┌─ Input
PR #124, opened 2012-04-15
Small CSS fixes (FB login button and forms)

aljana:
Border on facebook login button is now removed. I also restructured html code for registration/login and changed css form styling so that is reusable.


aljana:
Hmm, the FB button doesn't really look good in IE and in Firefox neither. Do we really need to use a button? Actually the whole site looks a bit weird in IE9 (unwanted borders).

aljana:
The button behavior in IE (it adds extra padding) cannot be changed ([http://stackoverflow.com/questions/5847915/how-can-i-prevent-internet-explorer-from-adding-padding-to-buttons-when-pressed]), why not use an anchor instead of a button?

piplmesh/account/templates/registration/login.html
```diff
@@ -10,22 +10,38 @@
...
-                		<form method="post" action="{% url facebook_login %}" id="fb_login_form2">
-                    		{% csrf_token %}
-	                  		<p><button type="submit" class="fb_login_button" value="value"><span class="fb_button_text">{% trans "Log in with Facebook" %}</span></button></p>
-	              		</form>
-	              </li>
+                    <form method="post" action="{% url facebook_login %}" id="fb_login_form2">
+                        {% csrf_token %}
+                         <p><button type="submit" class="fb_login_button" value="value"><span class="fb_button_text">{% trans "Log in with Facebook" %}</span></button></p>
+                    </form>
+                  </li>
```
mitar: Indentation.

piplmesh/account/templates/registration/login.html
```diff
@@ -10,22 +10,38 @@
...
             <ul>
                 <li>
-                		<form method="post" action="{% url facebook_login %}" id="fb_login_form2">
-                    		{% csrf_token %}
-	                  		<p><button type="submit" class="fb_login_button" value="value"><span class="fb_button_text">{% trans "Log in with Facebook" %}</span></button></p>
-	              		</form>
-	              </li>
+                    <form method="post" action="{% url facebook_login %}" id="fb_login_form2">
+                        {% csrf_token %}
+                         <p><button type="submit" class="fb_login_button" value="value"><span class="fb_button_text">{% trans "Log in with Facebook" %}</span></button></p>
```
mitar: I was never sure why we need both `button` and `span`?

mitar: Indentation is a bit off?

piplmesh/account/templates/registration/login.html
```diff
@@ -10,22 +10,38 @@
...
+                                    <span class="required">{{ field.label }}<sup title="{% trans "Required" %}">*</sup></span>
+                                {% else %}
+                                    {{ field.label }}
+                                {% endif %}
+                            </label>
+                            {{ field }} 
+                        </li> 
+                    {% endfor %} 
+                </ul>
+                <div class="button"><button type="submit" class="auth_button" value="value">{% trans "Login" %}</button></div>
```
mitar: In general I use `buttons` for such `div` because sometimes there are more buttons (like reset button).

piplmesh/account/templates/registration/login.html
```diff
@@ -10,22 +10,38 @@
         <div class="login_form">
             <form method="post" action="{% url login %}">
                 {% csrf_token %}
-                {{ form.as_p }}
-                <p><button type="submit" class="auth_button" value="value">{% trans "Login" %}</button></p>
+                <ul class="form_fields">
+                    {% for field in form %}
+                        <li class="field_error">
+                            {{ field.errors.as_text }}
```
mitar: `as_text`? Is this really the best?

mitar:
Have you started this pull request from the latest official repository? It is saying to me that I cannot automatically merge (so there are some conflicts)?

mitar:
We are using buttons because we want form because we want POST request. GET requests should not modify state in any way (like logging user). We spoke about that at the class.

mitar:
And I do not like JavaScript solutions to this. So if you find another way, OK.

Anyway, try your best, how do other sites do that? What is Facebook proposed way?

aljana:
Most sites use button that is generated by FB javascript SDK and the same way is described in FB documentation (http://developers.facebook.com/docs/reference/plugins/login/) - but we don't want that I guess.
There are only 2 ways of submiting form, using button or javascript:document.form.submit().

mitar:
OK. Then do it like this: make it consistent. Do not try to hide the button, let it be the button, everywhere. Just style it in a nice way. So that maybe borders are also blue or something.

(But I really do not understand this, why it does not work: check our language changing links - they are also buttons, but they look like links. No?)

BTW: You have to merge this your branch with the latest from the main repository. And fix my other comments.

piplmesh/account/templates/registration/login.html
aljana: It is useful for setting two backgrounds and we need two because of the sprite image that we are using. Well we could use just one image and wouldn't have problems with aligning them. But I just accidentally found out that if I put position:relative on span, the button in IE starts to behave like in all other browsers  - wow - I'm not sure if this is a bug or a feature but it works so I would keep this span.  :)

mitar: I think also other more drastic CSS features disable button behavior. I do not know for IE but have experience with Safari. There it uses native buttons (you have problems styling) until you really style them in all possible ways (overriding even defaults with same values). Then it switches to your version.

So I am not sure if `position: relative` is really needed, maybe also some other CSS styles would trigger that. Search for Google on how to disable "native form element rendering" and so on in various browsers.

BTW, why are we using sprite image? Why not create our own image? I thought that we are using sprite because we are using official code. But now it seems that we have hard-coded they button, so we can also hard-code the image?

aljana:
Language links don't look OK in IE (it adds press effect) - I can fix them too because I just found out how. Will do all the fixes later.

mitar:
I can say only: ah this IE. :-)

(BTW, for me is OK if we do not support IE.)

piplmesh/account/templates/registration/login.html
aljana: Trust me I've searched the whole google with different keywords and the only answer I've got is: it is impossible. In IE of course, other browsers are not a problem. Well maybe i'm not very good at searching so I experimented a bit and found out this fix with positioning works. And it works okay in all browsers - why not use it? :)

And I have no idea why we are using sprites. I can fix this.

mitar: So you are saying that buttons [here](https://nodes.wlan-si.net/account/login/) also border?

I think those general guidelines for IE could be helpful:
- Any element with this hack needs to have position, so unless it already has a position, attach position: relative.
- It can act funny on some elements that are natively inline, even if you attach display: block, although not all the time (fun!).
- It also has issues with elements that don’t ‘have layout’. Attach zoom: 1; to get around this.

Zoom is for IE6, `position: relative` seems a [known hack](http://compass-style.org/reference/blueprint/ie/), check the source of _blueprint-ie-defaults_ for _button_. :-)

This could also be solved with use of some `reset.css` file the professor was talking about (I think you were missing at that time). You could find some good one. :-)

aljana: They don't border - the problem is not in the border but in the padding that is added when you press the button - so yes, they behave different than in other browsers. Adding position:relative to a button is not enough (I don't know what is it good for) - it has to be added to child element like span. 

Anyway I can find a good reset.css if you think we should use it. (but this is not really related since it won't help with this problem)

mitar: Good. Just make it the way you believe it is the best. Also decide for yourself about reset CSS. I have never used it myself. But maybe it is really a good practice.

mitar:

aljana:
I will, don't worry :) But later... tomorrow I hope. But I think I will skip reset.css this time and maybe include it in some other pull request.

mitar:
OK.

mitar:
Ping.

mitar:
You have to update from main repository.

aljana:
Pong. After merging with main repository I get the error: 'module' object has no attribute 'HOME_CHANNEL_ID'.  If I open views there really is no home channel id defined.

mitar:
Ah, yes. My mistake. Forgot to commit and push. :-) Please try again. :-)

aljana:
Can I correct this manually or do I have to merge again?

mitar:
You just pull from main repository again and it will probably do a fast-forward. Merge is done only when some merging had to be done (the same file has been changed in both branches, your and mine). In this case you probably have no new changes on your side.

aljana:
I think this is it now.

aljana:
Ahh typo. I meant "renamed" not "removed". How can I correct the commit? :)

mitar:
After the push ... almost impossible.

piplmesh/account/templates/registration/login.html
aljana: Fixed.

piplmesh/account/templates/registration/login.html
aljana: Fixed.

piplmesh/account/templates/registration/login.html
aljana: Fixed.

mitar:
Why are you still using sprites? And not simply two background images?

mitar:
Please name files with full names, not `btn`. :-)

aljana:
I thought I should use sprite for rollover images. Well  I can make two images, it's even more simple. But what's wrong with sprites? I will rename the file (after we decide what to use).

mitar:
Mah, probably nothing wrong, but I have bad experience with them. For example, when user resizes font size it happens that some other sprite is revealed.

aljana:
Well I'm not a fan of sprites either but they are somehow recommended for doing such stuff..  OK I'll make 2 backgrounds.

mitar:
Yes, it is optimization. But I would optimize once we see it is a problem. :-) Premature optimization is the root of all evil.

aljana:
And before I do it, tell me how should I rename the rollover image because I'm sure I won't choose the right name. :)

mitar:
Just be verbose (no abbreviations) and consistent (how are we naming other images? camel case? underscores?).

aljana:
I meant the postfix, should it be "roll", "hover", "on", something else?

mitar:
Be consistent: match that of CSS used.

aljana:
Done. But now we have a problem with (not) preloading. Why did I even have to add that roll over.. :)

mitar:
Hm. So sprites exist for a reason?

(So that you would have more commits.)

aljana:
Haha I could see that coming.. Well this can be fixed with javascript. But I guess you don't like that.

mitar:
I don't. :-)

aljana:
Ok done.

piplmesh/account/forms.py
```diff
@@ -94,8 +70,8 @@ def save(self):
         new_user.save()
 
         return self.cleaned_data['username'], self.cleaned_data['password2']
-    
+
```
mitar: Hm, unnecessary change?

mitar:
Why is `fb_login_btn.png` still there? Also `fb_login_button_hover.png` is now not used anymore?

piplmesh/account/templates/registration/login.html
```diff
@@ -5,30 +5,47 @@
...
-                <ul>
-                    <li>
-                        <form method="post" action="{% url facebook_login %}" id="fb_login_form2">
-                            {% csrf_token %}
-                            <p><button type="submit" class="fb_login_button" value="value"><span class="fb_button_text">{% trans "Login with Facebook" %}</span></button></p>
-                        </form>
-                    </li>
-                    <li>{% comment %}Place for OpenID button.{% endcomment %}</li>
-                    <li><a href="{% url registration %}">{% trans "Register" %}</a></li>
+<div id="main">
```
mitar: Why you unindented everything for one level?

mitar: If I check other templates, we are always indenting. So the `registration.html` should be indented instead.

mitar:
Otherwise good. We could extract this form rendering to an external template someday, because as you see it is duplicated again and again. But not now and here.

piplmesh/account/templates/registration/login.html
aljana: Oops that certainly wasn't on purpose... someone fix this please...

ghost: Corrected.

piplmesh/account/templates/registration/login.html
```diff
@@ -22,13 +39,13 @@
                     <li>
                         <form method="post" action="{% url facebook_login %}" id="fb_login_form2">
                             {% csrf_token %}
-                            <p><button type="submit" class="fb_login_button" value="value"><span class="fb_button_text">{% trans "Login with Facebook" %}</span></button></p>
+                            <p><button type="submit" class="fb_login_button" value=""><span class="fb_button_text">{% trans "Log in with Facebook" %}</span></button></p>
```
mitar: Please be consistent. We are using "login" elsewhere. Not "log in".

piplmesh/account/templates/registration/login.html
```diff
@@ -22,13 +39,13 @@
...
                         </form>
-                    </li>
+                      </li>
```
mitar: What is this additional space here?

piplmesh/account/templates/registration/login.html
```diff
@@ -9,12 +9,29 @@
...
+                                        <span class="required">{{ field.label }}<sup title="{% trans "Required" %}">*</sup></span>
+                                    {% else %}
+                                        {{ field.label }}
+                                    {% endif %}
+                                </label>
+                                {{ field }} 
+                            </li> 
+                        {% endfor %} 
+                    </ul>
+                    <div class="button"><input type="submit"  value="{% trans "Login" %}"></div>
```
mitar: Double space before `value`.

piplmesh/account/templates/registration/registration.html
```diff
@@ -5,30 +5,31 @@
...
-            <ul>
-                <li><input type="submit" value="{% trans "Register" %}" /></li>
-                <li><input type="reset" value="{% trans "Reset" %}" /></li>
-            </ul>
-        </div>
-    </form>
-</div>
+            <div class="buttons">
+                <input type="submit" value="{% trans "Register" %}" />
+                <input type="reset" value="{% trans "Reset" %}" />
```
mitar: Just one question I asked myself now: have you ever ever in your life used reset button? I have not. Maybe we do not need it? Would this make the form nicer?

piplmesh/frontend/static/piplmesh/css/style.css
```diff
@@ -7,22 +7,100 @@ body {
...
+}
 .gravatar {
     border: 0px;
 }
 
-/* Styling forms*/
-ul.errorlist {
-    list-style: none;
+/* -------------------- FORMS --------------------- */
+form input[type="submit"], form input[type="reset"] {
```
mitar, line 45: Don't we have `buttons` class on a div around those buttons exactly for the purpose of styling them?

piplmesh/frontend/static/piplmesh/css/style.css
```diff
@@ -7,22 +7,100 @@ body {
...
+a, button {
+    outline: none;
+}
+
+a img {
+    border: none;
+}
+
+button {
+    position: relative;
```
mitar, line 29: This is also necessary for IE? Then comment it please.

piplmesh/account/templates/registration/login.html
mitar: `button` class -> `buttons` class.

piplmesh/frontend/static/piplmesh/css/style.css
```diff
@@ -7,22 +7,100 @@ body {
...
-    list-style: none;
+/* -------------------- FORMS --------------------- */
+form input[type="submit"], form input[type="reset"] {
+    border: medium none;
+    font-weight: bold;
+    min-width: 105px;
+    padding: 5px;
+}
+
+form input[type="email"], form input[type="text"], form input[type="password"], form textarea, form select {
```
mitar: Is not this simply all input form elements inside `form_fields` class?

aljana:
I made a special template for the form so it doesn't repeat but it caused an error because the translations were not in the right place anymore. So I had  to correct .po translation file... I followed instructions in our documentation and tried to compile it but I got the error: 'msgfmt' is not recognized as an internal or external command, operable program or batch file. I guess I have to add something to sys path but I have no idea what since it's not in the documentation?

mitar:
Probably Windows?

mitar:
https://docs.djangoproject.com/en/dev/topics/i18n/translation/#gettext-on-windows

mitar:
How is it going?

mitar:
Don't forget to update from main repository.

piplmesh/account/templates/registration/login.html
aljana: Fixed.

piplmesh/account/templates/registration/registration.html
aljana: Removed.

piplmesh/account/templates/registration/login.html
aljana: Fixed.

piplmesh/frontend/static/piplmesh/css/style.css
aljana: Fixed.

aljana:
Ok  I've solved all the problems with several installation and merged with master - is it ok?

piplmesh/frontend/static/piplmesh/css/style.css
```diff
@@ -7,22 +7,98 @@ body {
...
+}
+
+.form_fields .field label {
+    float: left;
+    width: 16em;
+    padding-right: 2em;
+    margin-left: -13em;
+}
+
+/* Styling nested lists such as radio buttons. */
```
mitar: No dot at the end.

piplmesh/frontend/static/piplmesh/css/style.css
```diff
@@ -172,16 +248,18 @@ input.gsc-search-button {
...
     text-decoration: none;
 }
 
+.auth_button:hover span {
+    text-decoration: underline;
+}
+
 /* ---------------- FB LOGIN BUTTON ------------------- */
 .fb_login_button {
-    background: #29447E url('../images/fb_sprite.png');
```
mitar, line 183: Why is `fb_sprite.png` then still in commit?

piplmesh/frontend/templates/form/form.html
```diff
@@ -1,24 +1,19 @@
```
mitar, line 0: I would have whole form in here. For example, check [how it is done in nodewatcher](https://github.com/wlanslovenija/nodewatcher/blob/master/nodewatcher/frontend/templates/form.html) (the structure is a bit different, but you can get the idea).

Support for fieldsets we do not yet do, I recommend we add support for it to our forms. (There is a [mixin in nodewatcher](https://github.com/wlanslovenija/nodewatcher/blob/master/nodewatcher/frontend/account/metaforms.py#L141) code for that. (This could be go to django-missing, someday, probably.))

Then I think that for `next`, we have named context processor variable `redirect_to`, in above code it is `context_processor_next`, I would in fact rename it to `request_get_next`.

You can then do something [like this](https://github.com/wlanslovenija/nodewatcher/blob/master/nodewatcher/frontend/templates/registration/registration_form.html). (So, using `{% with %}` template tag, be careful, in nodewatcher's there is old syntax.)

mitar, line 0: Ah, yes. Also it is useful to add `form` class to this form, so that you can style only that. To not style `form` HTML element, but `form` class. Because form HTML element you often use also for some special forms/buttons/links around the web page.

piplmesh/frontend/static/piplmesh/css/style.css
aljana, line 183: I deleted it in the next commit.

mitar, line 183: Aha. Hm. OK, this is some new GitHub feature. It displays also deleted files. I now see that there is one minus icon before. OK.

piplmesh/frontend/templates/form/form.html
aljana, line 0: I fixed the form and refactored that variable. Mixin is for another pull request I guess?

aljana, line 0: Oh, and I haven't use "with" tag because it doesn't work with the URL (I wanted to do `{% include "form/form.html" with form_action={% url login %} %}`) and the old way works just fine?

mitar, line 0: `url` tag knows how to put results into the context itself. :-) [See](https://github.com/wlanslovenija/nodewatcher/blob/master/nodewatcher/frontend/templates/registration/registration_form.html#L16).

mitar, line 0: > Mixin is for another pull request I guess?

As you want.

aljana, line 0: I did it that way but I couldn't do it using `with`, I tried different syntaxes but no one worked.

mitar, line 0: I don't understand. What we are speaking now about? `url` tags knows how to populate template context by itself. You use `with` tag only to rename or set other values to the template context variable names `form.html` expects.

aljana, line 0: Aha I get it, so the way it is now is OK?
There is also one problem: now some other templates (change password, account) are without a label on a button - most probably - I cannot check because I get the error when I try to open my profile. Should I fix this anyway?

mitar, line 0: You have to configure a context variable with a label. You use `with` for that. :-)

Yes, you should fix it. But first fix that your local version works. :-) You can always logout. And register again. :-)

aljana, line 0: But why would I use `with` if it works the way I did it now?

So the user profile should work? Because I get: `Generic detail view UserView must be called with either an object pk or a slug.` And I have no idea why.

mitar, line 0: > But why would I use `with` if it works the way I did it now?

Because `with` removes the variable at the end of the scope. Without `with` you put the variable into the scope until the end of template, with `with` you limit this scope. It means that there is less chance that you overwrite something else and so on.

> So the user profile should work?

Yes. You do not have right version of mongogeneric installed, I bet.

aljana, line 0: Ok tnx... And you're probably right, the installation of mongogeneric was quite problematic, will check this later.

piplmesh/account/templates/user/login.html
```diff
@@ -8,21 +8,16 @@
...
-                <form method="post" action="{% url login %}">
-                    {% csrf_token %}
-                    {{ form.as_p }}
-                    {% with next|default:redirect_to|default:LOGIN_REDIRECT_URL as next_url %}
-                        <input type="hidden" name="{{ REDIRECT_FIELD_NAME }}" value="{{ next_url }}" />
-                    {% endwith %}
-                    <p><button type="submit" class="auth_button" value="value">{% trans "Login" %}</button></p>
-                </form>
+                {% url login as form_action %}
+                {% trans "Login" as form_submit %}
```
mitar: Use please with here. To not ditty context more then necessary:

```
{% with form_submit=_("Login") %}
    {% url login as form_action %}
    {% include "form/form.html" %}
{% endwith %}
```

piplmesh/frontend/templates/form/form.html
mitar, line 0: Windows. Yes. :-) I heard is a bit "challenging" to install things there with new requirements. :-) Somebody could put some guidelines to our Etherpad. :-)

piplmesh/account/templates/user/login.html
```diff
@@ -8,21 +8,16 @@
...
+                {% include "form/form.html" %}
             </div>
             <div id="other_login_options">
                 <ul>
                     <li>
                         <form method="post" action="{% url facebook_login %}" id="fb_login_form2">
                             {% csrf_token %}
-                            <p><button type="submit" class="fb_login_button" value="value"><span class="fb_button_text">{% trans "Login with Facebook" %}</span></button></p>
+                            <p><button type="submit" class="fb_login_button" value=""><span class="fb_button_text">{% trans "Login with Facebook" %}</span></button></p>
```
mitar: Is `value="` really needed?

piplmesh/frontend/templates/form/form.html
```diff
@@ -1,24 +1,31 @@
...
-                <label for="{{ field.id_for_label }}">
-                    {% if field.field.required %}
-                        <span class="required">{{ field.label }}<sup title="{% trans "Required" %}">*</sup></span>
-                    {% else %}
-                        {{ field.label }}
-                    {% endif %}
-                </label>
-            </li>
-            <li class="form_textbox">{{ field }}</li>
+
```
mitar, line 10: No empty line.

piplmesh/frontend/templates/form/form.html
```diff
@@ -1,24 +1,31 @@
...
+{% if form.is_multipart %}
+    <form action="{{ form_action }}" method="post" enctype="multipart/form-data">
+{% else %}
+    <form action="{{ form_action }}" method="post">
+{% endif %}
+        {{ form.non_field_errors }}
+        {% csrf_token %}
+        {% with next|default:request_get_next|default:LOGIN_REDIRECT_URL as next_url %}
```
mitar: No, `default:LOGIN_REDIRECT_URL` is not good in generic form template. You set this with `with` before including the form in templates you want it.

piplmesh/frontend/templates/form/form.html
mitar, line 0: A comment describing this form template would be useful.

Also `spaceless` tag is useful to remove all this newlines and so on. Because newlines in HTML are understood as spaces in inline context, you could get some unwanted space around labels, buttons and so on. Maybe in our case this is nothing wrong. But check it, maybe things get better. Or not.

mitar:
Please update the pull request with latest from main repository.

piplmesh/frontend/templates/form/form.html
aljana: I have no idea how, I don't understand what this code does. Why do we need two default values?

mitar: No, we don't. That's why I am saying to remove it. ;-)

Originally, that `with` statement was used only for login. So it was OK to try, one after another:
- `next` from current template context
- `next` from request's GET
- `LOGIN_REDIRECT_URL` from `settings.py`

Of course the last one should not be in a general form template we are having here. But it could be used (just as an example) in `login.html` template or somewhere, before you include the form template, like this:

```
{% with next|default:request_get_next|default:LOGIN_REDIRECT_URL as next %}
    {% include "form/form.html %}
{% endwith %}
```

Because this sets `next` template context variable, in the included form template, `with` gets the value in `next` and uses that for `next_url`.

aljana: Ok, thanks.

mitar: Try to explain this in the comment in `form.html`. ;-)

piplmesh/account/templates/user/login.html
mitar: TODO.

piplmesh/account/templates/user/login.html
```diff
@@ -8,27 +8,23 @@
...
                         </form>
                     </li>
                     <li>
                         <form method="post" action="{% url twitter_login %}" id="twitter_login_form3">
                             {% csrf_token %}
-                            <p><button type="submit" class="twitter_login_button" value="value"><span class="twitter_button_text">{% trans "Login with Twitter" %}</span></button></p>
+                            <p><button type="submit" class="twitter_login_button" value=""><span class="twitter_button_text">{% trans "Login with Twitter" %}</span></button></p>
```
mitar: Same.

piplmesh/frontend/static/piplmesh/css/style.css
```diff
@@ -7,22 +7,98 @@ body {
...
+    margin: 0.1em 0 0.1em 0;
+    padding: 0.2em 0.3em;
+    clear: left;
+    margin-left: 13em;
+    min-height: 2em;
+}
+
+.form_fields .field input {
+    width: 15.3em;
+    border: 1px solid #AFAFAF;
```
mitar, line 66: Lower case please.

mitar, line 66: Hm, I thought we are using lower case. Just make it consistent. ;-)

piplmesh/frontend/templates/form/form.html
mitar, line 0: TODO comment.

aljana, line 0: I don't know what should I comment... I added one line anyway.

mitar, line 0: You should comment in a similar way [how it is done in nodewatcher](https://github.com/wlanslovenija/nodewatcher/blob/master/nodewatcher/frontend/templates/form.html). You should tell users of this form template, what and how can they do anything with it.

piplmesh/frontend/static/piplmesh/css/style.css
aljana, line 66: There's nothing to fix. But note taken, I have to fix this in another issue.

piplmesh/account/templates/user/login.html
aljana: Fixed

piplmesh/account/templates/user/login.html
aljana: Fixed

piplmesh/frontend/templates/form/form.html
aljana, line 0: Hmm I hope "C/P" is ok. :)

piplmesh/frontend/templates/form/form.html
```diff
@@ -1,24 +1,40 @@
+{% comment %}
+This is a standard template for rendering forms.
+It uses `form` (form object), `form_submit` (submit button label) and `form_action` (form action URL) from
+the context.
+
+We use `next` from the context or use `request_get_next`, which is set to `next_url` from request arguments, to set
```
mitar:
```
which is set to request's GET `next` argument
```

piplmesh/frontend/templates/form/form.html
mitar, line 0: It would almost be if you would not change it to something wrong. ;-)

aljana, line 0: heh oops.. fixed.

mitar, line 0: Does it look understandable now? For me not. :-) I have been updating that my commit comment a bit. Maybe you have missed the last version?

mitar, line 0:
```
which is set to request's GET `next` argument
```

aljana, line 0: Ok. Is everything else checked and ok? Before I make thousand of "useless" commits... :)

mitar, line 0: I hope so. I will not ever check. ;-)

aljana, line 0: Fine with me. :) It's fixed anyway...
└─
**Exercise directions:** Find how many lines of the entries contain "purpose". Respond with the number only.

**Output below:** 2